PR #864, opened 2025-09-05
fix format in debug_utils.py

halungge:
(FIX): fixing format in wrapper debug statements: 
do not request a fixed size buffer length which provokes a crash when the str is too long.


muellch (approved):
Looks good, thanks!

Work to complete:
Say the number of data lines holding "format", without any other words.

Answer for the task:
2